Seandainya sewa yang dibayarkan penyewa (nasabah) adalah rp. 1.000.000,- per
bulan, pada realisasinya Rp. 700.000,- akan menjadi milik bank dan Rp. 300.000.,-
merupakan bagian nasabah. Akan tetapi, karena nasabah pada hakikatnya ingin memiliki
rumah itu, uang sejumlah Rp. 300.000,- itu dijadikan sebagai pembelian saham dari porsi
bank. Dengan demikian, saham nasabah setiap bulan akan semakin besar dan saham bank
semakin kecil. Pada akhirnya, nasabah akan memiliki 100% saham dan bank tidak lagi
memiliki saham atas rumah tersebut. Itulah yang disebut dengan pengkosian yang mengecil
atau musyarakah muntanaqishah atau disebut juga dengan decreasing participation dari
pihak bank.[4]
II.2. MANFAAT PRAKTEK PEMBIAYAAN AL-MUSYARAKAH
Manfaat al-Muyarakah dalam pengaplikasianya pada bank:
1. Bank menikmati peningkatan dalam jumlah tertentu pada saat keuntungan usaha nasabah
meningkat.
2. Bank tidak berkewajiban membayar dalam jumlah tertentu kepada nasabah pendanaan secara
tetapi disesuaikan dengan pendapatan/hasil usaha bank, sehingga bank tidak akan mengalami
negative spread.
3. Pengembalian pokok pembiayaan disesuiakan dengan cash flow/arus kasusaha nasabah,
sehingga tidak memberatkan nasabah.
4. Bank akan lebih selektif dan hati-hati (prudent) mencari usaha yang benar halal, aman dan
menguntungkan.

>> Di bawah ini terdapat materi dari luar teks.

PR #8051, opened 2025-11-14
Revert "Cherry pick PR #7527: cobalt: Tune CC GPU memory settings to reduce footprint"

borongc:
Reverts youtube/cobalt#7577

It seems https://github.com/youtube/cobalt/pull/7577 improves UI latency with the tradeoff of increased crashes in blink. As a result, reverting this PR to verify if this is the root cause.

Issue: 424591313 
Issue: 437916038


sherryzy (approved):
Leave a LGTM in case the other revert doesn't fix the STFC regressions.

andrewsavage1:
What's the status of this?

borongc:
> What's the status of this?

Looks like this has no impact on STFC, but leave it for more days, so we can have more data from 6.33.

borongc:
It seems https://github.com/youtube/cobalt/pull/8070 doesn't lower the crash at at media::WebMStreamParser::AppendToParseBuffer(), we may merge this PR to 26.android.

PR #8054, opened 2025-11-14
Only wire up CrashHandler extension for Evergreen

hlwarriner:
This fixes a crash on monolithic and non-evergreen modular builds that was introduced by #7548. There are other reasonable ways to fix the crash but I think this makes sense, at least for now, since we currently do not support crashpad - or any real crash handler - for non-evergreen builds.

Issue: 460489024

### DIFF
--- a/starboard/nplb/BUILD.gn
+++ b/starboard/nplb/BUILD.gn
@@ -363,7 +363,6 @@ test("nplb") {
   if (sb_is_evergreen_compatible) {
     sources += [
       "nplb_evergreen_compat_tests/checks.h",
-      "nplb_evergreen_compat_tests/crashpad_config_test.cc",
       "nplb_evergreen_compat_tests/executable_memory_test.cc",
       "nplb_evergreen_compat_tests/fonts_test.cc",
       "nplb_evergreen_compat_tests/loader_app_metrics_test.cc",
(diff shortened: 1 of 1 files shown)


hlwarriner:
I'm not sure if we intend to support a non-evergreen modular build for RDK (we do not have one in CI). If so, we'd probably need a similar change in the RDK port. I'll look into that next week.

starboard/linux/shared/system_get_extensions.cc
```diff
@@ -14,12 +14,15 @@
 
 #include "starboard/system.h"
 
+#include "build/build_config.h"
 #include "starboard/common/string.h"
 #if SB_IS(EVERGREEN_COMPATIBLE)
 #include "starboard/elf_loader/evergreen_config.h"
 #endif
 #include "starboard/extension/configuration.h"
+#if BUILDFLAG(USE_EVERGREEN)
```
andrewsavage1: nit: I know you're just following the existing pattern, but it's better to put conditional includes below other includes (see go/cstyle#Names_and_Order_of_Includes under "Exception")

hlwarriner: Done

hlwarriner:
> We won't support non-evergreen RDK so no need to worry about that. I do wonder if there are any partners that try to build without Evergreen though—maybe we should put an error pragma in the crash_handler extension if `!SB_IS(EVERGREEN)`?

Cool, thanks.

Re the error pragma, there's nothing wrong with non-evergreen platforms using this shared extension implementation per se. But they do need to use it correctly, and non-evergreen platforms were not because they were not calling `RegisterSetStringCallback`, even with a stub. The nullptr check I suggested in b/460489024#comment4 will make the extension safer and I think we can skip the error pragma.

Hal ini karena keuntungan yang rill dan benar-benar terjadi itulah yang akan
dibagikan.
5. Prinsip bagi hasil dalam musyarakah ini berbeda dengan prinsip bunga tetap di mana bank
akan menagih penerima pembiayaan (nasabah) satu jumlah bunga tetap berapa pun
keuntungan yang dihasilkan nasabah, bahkan sekalipun merugi dan terjadi krisis ekonomi.